This repository contains code for computing all the different square factors of a words. This program is an implementation of the algorithm described of the article Linear time algorithms for finding and representing all the tandem repeats in a string by Dan Gusfield and Jens Stoye (https://doi.org/10.1016/j.jcss.2004.03.004)
A detailed report (in french) is available in the repo.
Given a word u we say that u is a square if u=vv. The square vocabulary of a words w=w_0w_1...w_n is the set of all the distinct square that occur as a factor in w. Since a factor of length l starting at position i can be represent by a pair (i,l), the square vocabulary is a set of such pair. It has been shown that the number of factors in the square vocabulary is in O(n).
The algorithm is based on the Suffix tree data structure.
One must have Sagemath installed to run the program. It is mostly used to for the words and the suffix tree library.

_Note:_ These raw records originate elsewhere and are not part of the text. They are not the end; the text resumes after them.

PR #687, opened 2015-12-11
Update readme to include info about requesting access rights

msufa:
Add info about requesting additional access rights from the profile page.

/cc @zendesk/samson

### References
 - Jira link: 

### Risks
 - None


henders:
:+1:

The main class is DecoratedSuffixTree
. A instance of this class is used to
compute compute the square vocabulary of a words in the form of a list of pair
(i,l).
Below are some examples that can be reproduced once Sagemath is started
sage: load('decorated_suffix_tree.py') sage: w=Word('aabb') sage: DecoratedSuffixTree(w).square_vocabulary() [(0, 0), (0, 2), (2, 2)] sage: w=Word('00110011010') sage: DecoratedSuffixTree(w).square_vocabulary(output="word") [word: , word: 01100110, word: 00110011, word: 00, word: 11, word: 1010]
All files in this repository are subject to the GPLv3 license.